WHAT IS EXPECTED:
The answer is every line of the records that holds the word "keys", copied in full.

[Stored items]
##############################

PR #1026, opened 2021-04-07
Rewrite model builder

luojing1211:
The old model builder is confusing and has some bugs. This PR reorganizes the model builder.
The main algorithm is the same to keep the same, comparing the overlap of the parameters in parfile and in the component. 
================ Update ==================
This PR has been modified in the following aspects:
* Add parfile parsing function, for parfile/string to a dictionary 
* Add ModelBuilder._pintify_parfile function that translates the parfile information to pint recognized parameter names and unknown parameters 
* Add ModelBuilder._setup_model function that adds the value to the model. 
* More tests 
* several bug fix 

================ Road blocks ===============
* The doc building fails due to #1127


aarchiba:
`get_model_new` is a rewrite of `get_model`, written directly without any object-orientation. It hasn't been updated since we adopted it, so it doesn't work for all our par files any more, but it might be a good place to start for this?

src/pint/models/model_builder.py
```diff
@@ -26,276 +26,296 @@ class UnknownBinaryModel(ValueError):
...
+    def __call__(self, parfile):
+        pass
+
+    @lazyproperty
+    def param_component_map(self):
+        """ Return the parameter to component map.
+        """
+        p2c_map = {}
+        for k, cp in self.components.items():
+            for p in cp.params:
```
aarchiba, line 44: Should this include aliases?

src/pint/models/model_builder.py
```diff
@@ -26,276 +26,296 @@ class UnknownBinaryModel(ValueError):
...
         A dictionary with all the parfile parameters with values in string
-
         """
         param = {}
         repeat_par = {}
-        pfile = open(parfile, "r")
-        for l in [pl.strip() for pl in pfile.readlines()]:
+        param_inpar = []
+        for l in interesting_lines(lines_of(parfile), comments=("#", "C ")):
             # Skip blank lines
```
aarchiba, line 114: `interesting_lines` does this.

src/pint/models/model_builder.py
```diff
@@ -26,276 +26,296 @@ class UnknownBinaryModel(ValueError):
...
             if not l:
                 continue
-                # Skip commented lines
+            # Skip commented lines
```
aarchiba, line 117: And this.

src/pint/models/model_builder.py
```diff
@@ -26,276 +26,296 @@ class UnknownBinaryModel(ValueError):
...
+        Note
+        ----
+        The selection algorithm:
+        1. Look at the BINARY in the par file and catche the indicated binary model
+        2. Translate para file parameters to the pint parameter name
+        3. Get all the components which holds the parameters
+        4. Check if there is any conflict in the component(i.e., mulitple
+           components in one category)
+          4.1 Find the overlap between component special special parameter and
+              in parfile component.
```
aarchiba, line 214: I'm not sure I understand this resolution mechanism. This algorithm needs to be something we can explain to users - what Components end up in their model.

src/pint/models/model_builder.py
```diff
@@ -26,276 +26,296 @@ class UnknownBinaryModel(ValueError):
...
-        if not self.param_unrecognized == {}:
-            for ctrlp in self.control_params:
-                if ctrlp in self.param_unrecognized:
-                    info[ctrlp] = self.param_unrecognized[ctrlp]
+        result_componets = []
+        param_inpar = self.parse_parfile(parfile)
+        # 1. iteration read parfile with a no component timing_model to get
+        # the overall control parameters. This will get us the binary model name
+        # build the base fo the timing model
+        self.timing_model.read_parfile(parfile)
```
aarchiba, line 221: Can't you just look up BINARY in `param_inpar`?

src/pint/models/model_builder.py
```diff
@@ -26,276 +26,296 @@ class UnknownBinaryModel(ValueError):
...
-                        if p.startswith(ctrlp):
-                            info[ctrlp] = self.param_unrecognized[ctrlp]
-        return info
+                    possible_components[cp] = [k]
+        # Get conflicting components based on categories
+        # conflict_components = {category: [component1, component2, ...]}
+        conflict_components = {}
+        for k in possible_components.keys():
+            cate = self.component_category_map[k]
+            if cate in conflict_components.keys():
```
aarchiba, line 256: `collections.defaultdict(list)` does this for you.

src/pint/models/model_builder.py
```diff
@@ -26,276 +26,296 @@ class UnknownBinaryModel(ValueError):
...
+            # Check if there are more than one components have the same rank
+            # If the highest rank has the same rank with the second highest,
+            # the conflict is not resolved by speical parameters.
+            if rank[1][1] != rank[0][1]: # has an unique highest case.
+                result_componets.append(self.components[rank[0][0]])
+                resolved.append(ca)
+            else:
+                # First no overlap case, which should mean no special parameters
+                # in the component, will do a search depends on the overlap of
+                # all parameters.
```
aarchiba, line 288: I think - if I understand this correctly - this is counting how many parameters overlap between what's in the par file and what's in the component? This is not an easy rule for users to understand. I suggest raising an exception for any ambiguous cases where a distinctive parameter doesn't force the choice. (e.g. NE_SW is only in solar_wind_dispersion so it is required.)

aarchiba:
One of the reasons I wrote `get_model_new` instead of replacing `get_model` was that that allowed me to compare the two and confirm that they produced the same timing model for all our par files as `get_model` did. Some of those tests are still around. This kind of comparison is quite important, as if we suddenly start interpreting par files differently that will impact our users. You could keep a copy of the old model builder in a test file if you want to really clean up but still do this comparison.

aarchiba:
There are some relevant tests in https://github.com/nanograv/PINT/blob/master/tests/test_model_manual.py

src/pint/models/model_builder.py
luojing1211: Good idea.

src/pint/models/model_builder.py
luojing1211: Will change it.

src/pint/models/model_builder.py
luojing1211: Yes, Counting the overlap is the idea. I am very hesitant to add any case-specific checks here in this general code. We can have a separate function to do the job of hard fail.

aarchiba: I don't think counting overlap is a good idea at all. I think it will surprise users when their model suddenly switches because they added a parameter that pushes them over the threshold. My idea was that for every model there should be at least one parameter not present in any alternatives, and that these parameters should force the selection. (For example, if you have NE_SW, you clearly need a solar wind dispersion model. No special casing here because that parameter only occurs in that model.) If you have two alternatives for which one has a subset of the parameters of the other, the one with the smaller parameter set should be chosen unless there is a parameter from the larger. Are there any cases where models cannot be distinguished in this way?

luojing1211: The component_special_parameter is meant to tell the model builder that choose one component vs the other one. The current setup is that it will check the over_lap of component_special_parameters first, if the conflict still exists, it will check the overlap of all parameters. I can remove the latter check and raise a conflict error.

src/pint/models/model_builder.py
luojing1211: Changed.

src/pint/models/model_builder.py
luojing1211: Done

src/pint/models/model_builder.py
luojing1211: I did update the code here. I think it is much simpler.

luojing1211:
@aarchiba Can you take a look at the current development? I am going to fix the last failure and add more tests.

src/pint/models/model_builder.py
```diff
@@ -24,295 +25,402 @@
...
+                    continue
+        if result is None:
+            raise UnknownBinaryModel("Pulsar system/Binary model component {}"
+                                     " is not provided.".format(system_name))
+        else:
+            return result
 
-    def sort_components(self, category_order=DEFAULT_ORDER):
-        """Sort the components into order.
+    def alias_2_pint_param(self, alias):
```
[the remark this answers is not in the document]
aarchiba: Isn't this covered by the parameter map code above?

src/pint/models/model_builder.py
```diff
@@ -24,295 +25,402 @@
...
+        """ Translate the alias to a PINT parameter name.
+        """
+        pint_par = self.param_alias_map.get(alias, None)
+        # If it is not in the map, double check if it is a repeatable par.
```
aarchiba, line 194: This is confusing - isn't JUMP a repeatable par? It doesn't have prefixes. Does it use the above option or the below?

src/pint/models/model_builder.py
```diff
@@ -24,295 +25,402 @@
...
+        components: list
+            A list of the component names.
+        params: list
+            A list of matching parameter names.
+        primary_key: str
+            The primary compare key(e.g., `params` or `component_special_params`)
+
+        Return
+        ------
+        A sorted tuple list based on how many overlap parameters.
```
aarchiba, line 231: I do not think that this is an intelligible criterion for users. Requiring them to count how many parameters match different models to know how their par file will be interpreted is not acceptable. This does not appear to ever be used anyway, so please remove it.

src/pint/models/model_builder.py
```diff
@@ -24,295 +25,402 @@
...
     """
     try:
         contents = parfile.read()
     except AttributeError:
         contents = None
     if contents is None:
         # parfile is a filename and can be handled by ModelBuilder
-        mbmodel = ModelBuilder(parfile)
-        model = mbmodel.timing_model
+        mbmodel = ModelBuilder()
```
aarchiba, line 410: Shouldn't there be one ModelBuilder object created for the entire program? This will make the lazyproperties work. Just set `model_builder = None` at the module level, then check if it's None and create one to replace it if necessary here.

src/pint/models/model_builder.py
```diff
@@ -24,295 +25,402 @@
...
+        model = mbmodel(parfile)[0]
```
aarchiba, line 411: This is confusing. Why `[0]`? What state is `model` in - I guess it is supposed to have the right components but not any values yet? Can you at least have the method that constructs this half-cooked model called something that makes that clear?

src/pint/models/model_builder.py
```diff
@@ -24,295 +25,402 @@
...
         model.name = parfile
+        model.read_parfile(parfile)
```
aarchiba, line 413: What does `read_parfile` do? Is it a function users should ever call? Shouldn't it live inside ModelBuilder?

src/pint/models/model_builder.py
```diff
@@ -24,295 +25,402 @@
...
         return model
     else:
         with tempfile.TemporaryDirectory() as td:
             fn = os.path.join(td, "temp.par")
             with open(fn, "wt") as f:
                 f.write(contents)
-            return ModelBuilder(fn).timing_model
+            mb = ModelBuilder()
```
aarchiba, line 420: If you're going to copy and paste this code from above please use the same variable names.

src/pint/models/model_builder.py
```diff
@@ -355,11 +462,11 @@ def get_model_and_toas(
         Filename to use for caching loaded file. Defaults to adding ``.pickle.gz`` to the
         filename of the timfile, if there is one and only one. If no filename is available,
         or multiple filenames are provided, a specific filename must be provided.
-
     Returns
     -------
     A tuple with (model instance, TOAs instance)
     """
+    pass
```
aarchiba, line 469: What is this `pass` for?

src/pint/models/parameter.py
```diff
@@ -1045,7 +1058,7 @@ class prefixParameter:
         Example parameter class template for quantity and value setter
     long_double : bool, optional
         Set float type quantity and value in numpy long doubles.
-    time_scale : str, optional
+    time_scale : str, optionalParameter(
```
aarchiba, line 1061: This looks wrong.

src/pint/models/timing_model.py
```diff
@@ -895,8 +905,8 @@ def remove_component(self, component):
         cp, co_order, host, cp_type = self.map_component(component)
         host.remove(cp)
 
-    def _locate_param_host(self, components, param):
-        """Search for the parameter host component.
+    def _locate_param_host(self, param):
+        """Search for the parameter host component in the timing model.
```
aarchiba, line 909: Please clarify this. Perhaps "Find the component containing the given parameter." Does this expect the string parameter name or an actual parameter object?

tests/test_model_builder.py
```diff
@@ -0,0 +1,109 @@
...
+ECORR -f L-wide_PUPPI   0.31843
+JUMP -fe L-wide      -0.000009449  1       0.000009439
+"""
+
+# @pytest.fixture
+# def tmp_dir(tmpdir):
+#     yield str(tmpdir)
+def test_model_builder_class():
+    mb = ModelBuilder()
+    categore = mb.category_component_map
```
aarchiba, line 87: categore -> category (not sure what this is supposed to be?)

tests/test_model_builder.py
```diff
@@ -0,0 +1,109 @@
...
+    assert len(mb.param_component_map['PX']) == len(categore['astrometry'])
+    assert len(mb.component_category_map) == len(mb.components)
+    assert len(mb.param_alias_map) == len(mb.param_component_map)
+    print(mb.repeatable_param)
```
aarchiba, line 91: Do not print.

tests/test_model_builder.py
```diff
@@ -0,0 +1,109 @@
...
+    assert len(mb.repeatable_param) == 24
```
aarchiba, line 92: Why 24? Won't this test be a spurious failure if someone adds a new mask parameter?

tests/test_model_builder.py
```diff
@@ -0,0 +1,109 @@
...
+    #assert len(mb.param_component_map) == 10
+
+def test_model_par():
+    mb = ModelBuilder()
+    param_inpar, repeat = mb.parse_parfile(io.StringIO(test_par1))
+    assert len(param_inpar) == 60
+    assert len(repeat) == 4
+    comps, conflict, unknown_param = mb.choose_model(param_inpar)
```
aarchiba, line 100: Shouldn't you check conflict and unknown_param?

tests/test_model_builder.py
```diff
@@ -0,0 +1,109 @@
...
+    mb = ModelBuilder()
+    categore = mb.category_component_map
+    assert len(mb.param_component_map['PX']) == len(categore['astrometry'])
+    assert len(mb.component_category_map) == len(mb.components)
+    assert len(mb.param_alias_map) == len(mb.param_component_map)
+    print(mb.repeatable_param)
+    assert len(mb.repeatable_param) == 24
+    #assert len(mb.param_component_map) == 10
+
+def test_model_par():
```
aarchiba, line 95: The test name should specify what is being tested - that the model par loads correctly? Or just without exceptions? This is some internal test of ModelBuilder, isn't it?

tests/test_model_builder.py
```diff
@@ -0,0 +1,109 @@
...
+    mb = ModelBuilder()
+    param_inpar, repeat = mb.parse_parfile(io.StringIO(test_par1))
+    assert len(param_inpar) == 60
+    assert len(repeat) == 4
+    comps, conflict, unknown_param = mb.choose_model(param_inpar)
+    # print(comps)
+    tm, unknown = mb(io.StringIO(test_par1))
```
aarchiba, line 102: Can you check anything about tm and unknown?

tests/test_model_builder.py
```diff
@@ -0,0 +1,109 @@
...
+    # print(conflict)
+    print(unknown)
+    # print(repeat)
+    assert len(comps) == 14
+
+
+    #tm = mb(test_par1)
```
aarchiba, line 109: Do you ever test that aliases are recognized?

tests/test_model_builder.py
```diff
@@ -0,0 +1,109 @@
...
+    assert len(repeat) == 4
+    comps, conflict, unknown_param = mb.choose_model(param_inpar)
+    # print(comps)
+    tm, unknown = mb(io.StringIO(test_par1))
+    # print(conflict)
+    print(unknown)
+    # print(repeat)
+    assert len(comps) == 14
+
+
```
aarchiba, line 108: Do you ever test conflict resolution?

tests/test_model_builder.py
```diff
@@ -0,0 +1,109 @@
+"""Test model builder using variance of parfile input"""
+
+from glob import glob
```
aarchiba, line 3: Are these imports all used?

src/pint/models/parameter.py
```diff
@@ -109,9 +109,11 @@ def __init__(
         get_value=lambda x: x,
         prior=priors.Prior(priors.UniformUnboundedRV()),
         set_uncertainty=fortran_float,
+        repeatable=False
```
aarchiba, line 112: Why do you need a `repeatable` attribute? Isn't it the case that only `maskParameter`s are repeatable? You could just set that in `__init__` - False for the  base class and True in `maskParameter.__init__`.

tests/test_model_builder.py
```diff
@@ -0,0 +1,109 @@
...
+    assert len(param_inpar) == 60
+    assert len(repeat) == 4
+    comps, conflict, unknown_param = mb.choose_model(param_inpar)
+    # print(comps)
+    tm, unknown = mb(io.StringIO(test_par1))
+    # print(conflict)
+    print(unknown)
+    # print(repeat)
+    assert len(comps) == 14
+
```
aarchiba, line 107: Do you test that all par files in our datafiles directory can be loaded without exceptions?

aarchiba:
The documentation for all this is visible at: https://nanograv-pint--1026.org.readthedocs.build/en/1026/api/pint.models.model_builder.html#pint.models.model_builder.get_model 

This is not a useful bit of documentation for `get_model`. You should be able to copy the existing docstring and start from that.

src/pint/models/model_builder.py
```diff
@@ -24,295 +25,402 @@
...
+            cp_ca[k] = cp.category
+        return cp_ca
+
+    @lazyproperty
+    def component_unique_params(self):
+        """ Return the unique parameter names in each componens. Note this only
+        retself.timing_model = TimingModel()urns the pint defined parameter name, not including the aliases
+        """
+        component_special_params = defaultdict(list)
+        for param, cps in param_component_map.items():
```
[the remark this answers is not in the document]
luojing1211: It not used in the current code. But I think it would be a helpful property for the user.

src/pint/models/model_builder.py
```diff
@@ -24,295 +25,402 @@
...
+    def param_alias_map(self):
+        """ Return the aliases map of all parameters
+        """
+        alias = {}
+        for k, cp in self.components.items():
+            for p in cp.params:
+                par = getattr(cp, p)
+                alias[p] = p
+                for als in par.aliases:
+                    alias[als] = p
```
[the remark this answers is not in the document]
luojing1211: This will not work, since we have components are inherited from the other ones. Some aliases will occur multiple times, but they represent the same parameter. Maybe we can keep track of the value.

src/pint/models/model_builder.py
```diff
@@ -24,295 +25,402 @@
...
+    def search_pulsar_system_components(self, system_name):
+        """ Search the component for the pulsar system, mostly binaries.
+        """
+        all_systems = self.category_component_map['pulsar_system']
+        result = None
+        # Search the system name first
+        print(system_name)
+        if system_name in all_systems:
+            result = self.components[system_name]
+        else: # search for the pulsar system aliases
```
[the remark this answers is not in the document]
luojing1211: It maps the binary name to the binary class name (e.g., DD ---> BinaryDD)

src/pint/models/model_builder.py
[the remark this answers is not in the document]
luojing1211: The parameter--> Aliases map does not have the higher index prefix and mask parameter. The gets recognize parameters like T2EQUAD2 and convert it to EQUAD2

src/pint/models/model_builder.py
luojing1211: This is for the case like "JUMP3", which is not in the aliases map. but should be recognized.

src/pint/models/model_builder.py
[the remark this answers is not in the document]
aarchiba: Will the user have access to ModelBuilder? It is currently not published in `__all__` or documented.

src/pint/models/model_builder.py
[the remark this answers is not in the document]
aarchiba: A new alias that points to a different parameter name is an error; a new occurrence of an alias that points to the same parameter name is fine.

aarchiba:
I think the cleanest way to make one global model builder object (so that the lazy properties have the effect of caching for longer than the duration of one `get_model` call) would be to have a `get_model_builder()` which returns the value of `_model_builder`, constructing and assigning a new one if that variable is None.

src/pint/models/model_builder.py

##############################

WRITTEN RESPONSE:
+        for k in possible_components.keys():
+            if cate in conflict_components.keys():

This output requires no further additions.